**Collected data entries:**

PR #295, opened 2016-02-06
already loading field on define and should not need to calcualte the …

abrandoned:
…tag encoding at runtime

@film42 per our discussion on knowing the tag Varint at load time; we can store the encoded tag value on the field object in the definition and read it directly during the serialization phase instead of calculating the varint again

removes ~1.5 seconds on 15 second 100_000 object serialize

@film42

### DIFF
--- a/lib/protobuf/field/bytes_field.rb
+++ b/lib/protobuf/field/bytes_field.rb
@@ -58,21 +58,15 @@ module Protobuf
         message_class.class_eval do
           define_method(method_name) do |val|
             @encode = nil
-            begin
-              case val
-              when String, Symbol
-                @values[field.name] = "#{val}"
-              when NilClass
-                @values.delete(field.name)
-              when ::Protobuf::Message
-                @values[field.name] = val.dup
-              else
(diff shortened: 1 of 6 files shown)


lib/protobuf/field/bytes_field.rb
```diff
@@ -58,21 +58,15 @@ def define_setter
...
-              when String, Symbol
-                @values[field.name] = "#{val}"
-              when NilClass
-                @values.delete(field.name)
-              when ::Protobuf::Message
-                @values[field.name] = val.dup
-              else
-                fail TypeError, "Unacceptable value #{val} for field #{field.name} of type #{field.type_class}"
-              end
-            rescue NoMethodError => ex
```
mmmries: Interesting that we had no test coverage for this behavior. In either case we are raising an exception and we can let the caller decider if they want to log and convert the error type themselves :+1:

mmmries:
If all the travis checks pass I say :shipit:

film42:
:+1: :+1:

PR #296, opened 2016-02-07
compress decoder to single method; only check nil? once on serializat…

abrandoned:
…ion during required? check; add decoding optimization for enum values in "fetch"

small optimizations towards a faster decoder

@film42


film42:
:+1:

**Problem:** Reproduce each line of the entries in which the word "mmmries" is found.

**Solution for this exercise:**
mmmries: Interesting that we had no test coverage for this behavior. In either case we are raising an exception and we can let the caller decider if they want to log and convert the error type themselves :+1:
mmmries:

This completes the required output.